3/10 (402/252)[166]{309}. Ларри Грегг[167] справедливо сопоставляет имя кн. Петра Земского с кн. Петром Вяземским. Нужно только заметить, что в России существовала традиция давать незаконным детям аристократов фамилию, составляющую часть фамилии отца (обычно последнюю). Земский мог бы быть незаконным отпрыском Вяземских, подобно тому как потомка Репнина звали Пнин.

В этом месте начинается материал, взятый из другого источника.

PR #3604, opened 2026-09-07
feat: configurable aggregation, owner references and naming for the event recorder

### LINKED ISSUE #3601: EventRecorder: default aggregation key, ownerReference support, and naming control

The new `EventRecorder` is exactly the thing we've been hand-rolling in our operator for years, so 5.6.0 was the trigger to try to finally delete our own implementation. We got close, but three things stopped us. Raising them now while the API is still experimental, in case you're open to shaping it a bit further.

1. **The message is part of the event identity by default.** Our health events carry live detail in the message (current pod states and so on), so every message change becomes a new Event object. For this kind of "current status" event that's not great: old states hang around as separate rows in `kubectl get events` until the TTL cleans them up, and during an incident the object count grows with every distinct message. Now, `EventRecord.key()` already solves this nicely, we tried it on a real cluster and with a key set the repeats patch `count`, `lastTimestamp` and `message` in place, giving the classic `(x12 over 3m)` in `kubectl describe`. The catch is that `key()` has to be set on every single record. We have around 40 emission sites, and one forgotten `key()` silently falls back to one-object-per-message.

4/21 (403/253){310}. Имя отца героя романа — Демон (производное от Демьян или Дементий)[168], конечно, прежде всего, восходит к Лермонтову, но помимо других источников этого имени, отметим еще один, на наш взгляд весьма важный. Это поэма Блока «Возмездие». В поэме (тоже своеобразной «семейной хронике») к отцу Героя постоянно применяется прозвище «Демон»[169] — начиная с «Предисловия»: «В эту семью является некий „демон“ — первая ласточка „индивидуализма“», для сравнения с «Адой» особенно показательны следующие слова из этого Предисловия: «Вторая глава должна быть посвящена сыну этого „демона“, наследнику его мятежных порывов и болезненных падений, бесчувственному сыну нашего века». И далее: «В третьей главе описано, как кончил жизнь отец, что сталось с бывшим блестящим „демоном“, в какую бездну упал этот <…> человек» — у Блока здесь отсылка к врубелевскому «Павшему Демону»[170], как и в стихах: «Ты слышишь сбитых крыльев треск», а также: «И может быть, в преданьях темных / Его слепой души впотьмах / Хранилась память глаз огромных / И крыл, изломанных в горах» — эта же отсылка эксплицируется в стихах, стоящих почти рядом с последними: «Его опустошает демон, / Над коим Врубель изнемог» — ср. в «Аде»: «Vrubel's wonderful picture of Father, those demented diamonds staring at me»[171]. Вся эта тематика упавшего демона[172] (отсутствующая у Лермонтова) прямо соотносится с гибелью Демона Вина, упавшего и разбившегося в самолете, — тем более, что в «Возмездии» присутствует и тема авиации: «И первый взлет аэроплана / В пустыню неизвестных сфер», а начало воздухоплавания упомянуто в «Предисловии», в стихах Блока эта тема обретает и катастрофическую трактовку («Авиатор» — стихотворение о гибели самолета).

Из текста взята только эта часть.